### What you are asked to do
Search the records below for the word "tests". Pull out each line that has it.

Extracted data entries
»»

Issue #417, opened 2024-02-14
Visual representation of Owned and all display system_tags in the property overview


olafhartong:
**Feature Description:**

I do like the new system_tag idea. However there is no visual representation of owned and it also does not show up in the Object Information, which makes it easy to miss. Is that something to still be added ?

**Current Behavior:**

Currently there is no clear way of knowing if an asset on a path is marked as owned, yet the High Value is represented with an icon.

Both tags are not visible on the property panel on the right, only in a separate menu.

**Desired Behavior:**

Owned should be visible like in the legacy version of BloodHound with some form of an indicator on the node. Additionally it would be great to also see the system_tags in the panel on the right.

**Use Case:**

Easier and more intuitive navigation

**Implementation Suggestions:**

Ideally there are more custom tags fields to be added to enrich the dataset

PR #795, opened 2024-08-15
Owned object visual representation

Palt:
## Description

Added a visual indicator to an owned object/node.

## Motivation and Context

This PR addresses: #417 
This change makes it easier to get an overview of owned object through a visual indicator.

## How Has This Been Tested?
Locally tested manually and using existing tests.

## Screenshots (optional):
bloodhound_visual_conf_owned_object

## Types of changes

## Checklist:

  - Assigned myself to this PR
  - Open API docs


cmd/api/src/model/unified_graph.go
```diff
@@ -78,6 +79,7 @@ func FromDAWGSNode(node *graph.Node, includeProperties bool) UnifiedNode {
 		Kind:       analysis.GetNodeKind(node).String(),
 		ObjectId:   objectId,
 		IsTierZero: strings.Contains(systemTags, ad.AdminTierZero),
+		IsOwnedObject: strings.Contains(systemTags, "owned"),
```
urangel, line 82: There is a defined constant for "owned" that would be good to use here. Would you please replace the string here with the `OwnedAssetGroupTag` constant?

cmd/ui/src/ducks/explore/reducer.ts
```diff
@@ -51,10 +51,34 @@ const graphDataReducer = (state = initialGraphDataState, action: types.GraphActi
         } else if (action.type === types.TOGGLE_TIER_ZERO_NODE) {
             const systemTags = state.chartProps.items[action.nodeId].data.system_tags;
             // remove the tier zero tag from the node
-            if (systemTags === 'admin_tier_0') {
-                draft.chartProps.items[action.nodeId].data.system_tags = '';
+            if (systemTags.includes('admin_tier_0')) {
```
urangel, line 54: I appreciate that you considered the handling of both tags here in various situations. We can accomplish something similar by using the `replace` function which makes this logic more concise and clear. 

```typescript
        } else if (action.type === types.TOGGLE_TIER_ZERO_NODE) {
            const systemTags = state.chartProps.items[action.nodeId].data.system_tags;
            // remove the tier zero tag from the node
            systemTags.replace(TIER_ZERO_TAG, "").trim();
        } else if (action.type === types.TOGGLE_OWNED_OBJECT_NODE) {
            const systemTags = state.chartProps.items[action.nodeId].data.system_tags;
            // remove the owned object tag from the node
            systemTags.replace(OWNED_OBJECT_TAG, "").trim();
        }
```

Here is some example usage from trying this out in the browser console:

```
let dualTag = "admin_tier_0 owned"
> undefined
dualTag.replace("owned", "").trim()
> "admin_tier_0"
let singleTag = "admin_tier_0"
> undefined
singleTag.replace("owned", "").trim()
> "admin_tier_0"
let emptyTag = ""
> undefined
emptyTag.replace("owned", "").trim()
> ""
let flippedDualTag = "owned admin_tier_0"
> undefined
flippedDualTag.replace("owned", "").trim()
> "admin_tier_0" 
```

cmd/ui/src/utils.ts
```diff
@@ -209,7 +215,7 @@ export const transformToFlatGraphResponse = (graph: GraphResponse) => {
                 nodetype: value.kind,
                 name: value.label,
                 objectid: value.objectId,
-                system_tags: value.isTierZero ? 'admin_tier_0' : undefined,
+                system_tags: tags,
```
urangel, line 218: This value should be a string as that is the way the system_tags property is stored in the database. A quick fix to this can be made by joining the array elements, i.e., `tags.join(' ')`

cmd/ui/src/ducks/explore/reducer.ts
Palt: Great advice! Will look in to this. Do we need to consider multiple dangling spaces i.e. in the future if there is three or more system_tags? Ex:
```
let tripleTag = "admin_tier_0 some_tag owned"
> undefined
tripleTag.replace("some_tag", "").trim()
> "admin_tier_0  owned" // Two spaces
tripleTag.replace("some_tag", "").trim().replace(/ {2,}/g, " ")
> "admin_tier_0 owned" // Removed extra space in middle
```

urangel: Hmm, yea that is a good point! Handling that scenario would be nice in case we did have more tags like you mention. You are welcome to handle that here as you wish but if you are using regex pattern matching maybe leave a comment explaining what it is doing

cmd/ui/src/ducks/explore/reducer.ts
```diff
@@ -50,36 +51,16 @@ const graphDataReducer = (state = initialGraphDataState, action: types.GraphActi
...
-                    draft.chartProps.items[action.nodeId].data.system_tags = ''
-                }
-            } else {
-                // check if node is marked as owned or not
-                { systemTags.includes('owned') ?
-                    draft.chartProps.items[action.nodeId].data.system_tags = 'admin_tier_0 owned' :
-                    draft.chartProps.items[action.nodeId].data.system_tags = 'admin_tier_0'
-                }
-            }
+            if (systemTags.includes(TIER_ZERO_TAG)) {
```
Palt, line 54: Instead of working with regex would it be preferred to use `splice` and do something like the following:
```typescript
let systemTags = []
// Check if system_tags contains tags then split, else leave empty
{ state.chartProps.items[action.nodeId].data.system_tags ?
	systemTags = state.chartProps.items[action.nodeId].data.system_tags.split(" ") : null }

if (systemTags.includes(TIER_ZERO_TAG)) {
	// Remove tag
	systemTags.splice(systemTags.indexOf(TIER_ZERO_TAG), 1);
	draft.chartProps.items[action.nodeId].data.system_tags = systemTags.join(' ');
} else {
	// Add tag
	systemTags.push(TIER_ZERO_TAG);
	draft.chartProps.items[action.nodeId].data.system_tags = systemTags.join(' ');
}
```

urangel: Yea that looks nicer 👍

PR #808, opened 2024-08-22
BED-4726 added new ~eq predicate for filtering on strings

mvlipka:
## Description

This change adds the ability to query text columns in our database, if specified to be allowed, for approximately equals.

## Motivation and Context

This was created as part of the saved queries improvements as we required the ability to search for saved queries by their description. Previously it was only possible to search text columns for equals and not equals, this would be frustrating as you may only remember a portion of the description that you wrote.
We also added support for text searching the `saved_queries.name` column.

The `gin` index was added to the relevant columns in order to improve text search performance.
https://www.postgresql.org/docs/9.1/textsearch-indexes.html

This PR addresses: BED-4726

## How Has This Been Tested?
I created a couple of sample rows in the `saved_queries` table
image
NOTE: all of the queries for this must belong to the user that is performing the API request

I then sent a query to search for a description
image
We can see here that only one of the descriptions appears

Querying for a description that does not exist:
image

Querying for a name that returns multiple results:
image

Querying for a name returns a single result
image

Querying for a description with spaces in it:
image

Querying for a name with spaces that contains the term `test` in multiple rows, but only returns the case-insensitive match
image

Testing querying with `%20` to represent a space instead of `+`
image

Testing the existing `eq` predicate works with spaces
image

Testing the existing `neq` predicate works as it did previously
image

## Types of changes

- Database Migrations

## Checklist:

  - Assigned myself to this PR
  - Open API docs


cmd/api/src/model/filter.go
```diff
@@ -344,6 +352,6 @@ func (s QueryParameterFilterParser) ParseQueryParameterFilters(request *http.Req
 
 func NewQueryParameterFilterParser() QueryParameterFilterParser {
 	return QueryParameterFilterParser{
-		re: regexp.MustCompile(`([\w]+):([\w\d\--_]+)`),
+		re: regexp.MustCompile(`([~\w]+):([\w\d\--_]+)`),
```
mvlipka, line 355: I created a test suite on regexr with both the existing predicates and the new one to verify it's working
regexr.com/8530l

cmd/api/src/model/filter.go
```diff
@@ -165,6 +170,9 @@ func (s QueryParameterFilterMap) BuildSQLFilter() (SQLFilter, error) {
 				predicate = EqualsSymbol
 			case NotEquals:
 				predicate = NotEqualsSymbol
+			case ApproximatelyEquals:
+				predicate = ApproximatelyEqualSymbol
+				filter.Value = fmt.Sprintf("%%%s%%", filter.Value)
```
mvlipka, line 175: I tested adding `%` in Bruno and adding `%` acts as a an empty character, see screenshots

cmd/api/src/model/filter.go
```diff
@@ -39,13 +39,15 @@ const (
...
 	NotEquals           FilterOperator = "neq"
+	ApproximatelyEquals FilterOperator = "~eq"
 
 	GreaterThanSymbol         string = ">"
 	GreaterThanOrEqualsSymbol string = ">="
 	LessThanSymbol            string = "<"
 	LessThanOrEqualsSymbol    string = "<="
 	EqualsSymbol              string = "="
 	NotEqualsSymbol           string = "<>"
+	ApproximatelyEqualSymbol  string = "ILIKE"
```
mvlipka, line 50: ILIKE allows for case insensitive search

cmd/api/src/model/filter.go
```diff
@@ -344,6 +352,6 @@ func (s QueryParameterFilterParser) ParseQueryParameterFilters(request *http.Req
 
 func NewQueryParameterFilterParser() QueryParameterFilterParser {
 	return QueryParameterFilterParser{
-		re: regexp.MustCompile(`([\w]+):([\w\d\--_]+)`),
+		re: regexp.MustCompile(`([~\w]+):([\w\--_ ]+)`),
```
mvlipka, line 355: I created a regexr suite of tests to validate the existing predicates and the new one
https://regexr.com/8583j

mvlipka: Golang correctly parses `+` and `%20` and replaces them with spaces, the empty character in the regex string is intentional so that we can support spaces in search terms

definitelynotagoblin (approved):

cmd/api/src/model/filter.go
mistahj67: I'm not sure how easy it is but if it's not too much more work, I think having a unit test around this regex would be a nice addition!

cmd/api/src/model/filter.go
mistahj67: ILIKE it!

cmd/api/src/model/filter.go
mvlipka: We already have a unit test for the function, but I can definitely add additional scenarios to it!
https://github.com/SpecterOps/BloodHound/blob/3a193574fad089963f433b6f2a3ba5ac2d0c41c1/cmd/api/src/model/filter_internal_test.go#L25

packages/go/openapi/doc/openapi.json
```diff
@@ -13929,7 +13929,7 @@
       },
       "api.params.predicate.filter.string": {
         "type": "string",
-        "description": "Filter results by column string value. Valid filter predicates are `eq`, `neq`.\n"
+        "description": "Filter results by column string value. Valid filter predicates are `eq`, `neq`, `~eq`.\n"
```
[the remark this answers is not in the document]
mvlipka: I can see that, it's related to `eq` so would be nice to have it read like a cascading
"equals, approximately equals, not equals"

cmd/api/src/model/saved_queries.go
```diff
@@ -53,9 +53,9 @@ func (s SavedQueries) IsSortable(column string) bool {
 func (s SavedQueries) ValidFilters() map[string][]FilterOperator {
 	return map[string][]FilterOperator{
 		"user_id":     {Equals, NotEquals},
-		"name":        {Equals, NotEquals},
+		"name":        {Equals, NotEquals, ApproximatelyEquals},
 		"query":       {Equals, NotEquals},
```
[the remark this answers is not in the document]
mvlipka: `query` may be updated frequently and adding the index on it could hit the write performance.
It could be something to think about later.

cmd/api/src/database/migration/migrations/v5.15.1.sql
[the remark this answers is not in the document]
mvlipka: Probably cutting it close to the next release since we're about to cut the RC.
I'll throw it in for v5.16.0

cmd/api/src/model/filter.go
mistahj67: Yes please! 🙇

mistahj67 (approved):
Thanks for your patience and adding the extra test coverage! 🚀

««

### Output for this exercise
Locally tested manually and using existing tests.
mvlipka, line 355: I created a regexr suite of tests to validate the existing predicates and the new one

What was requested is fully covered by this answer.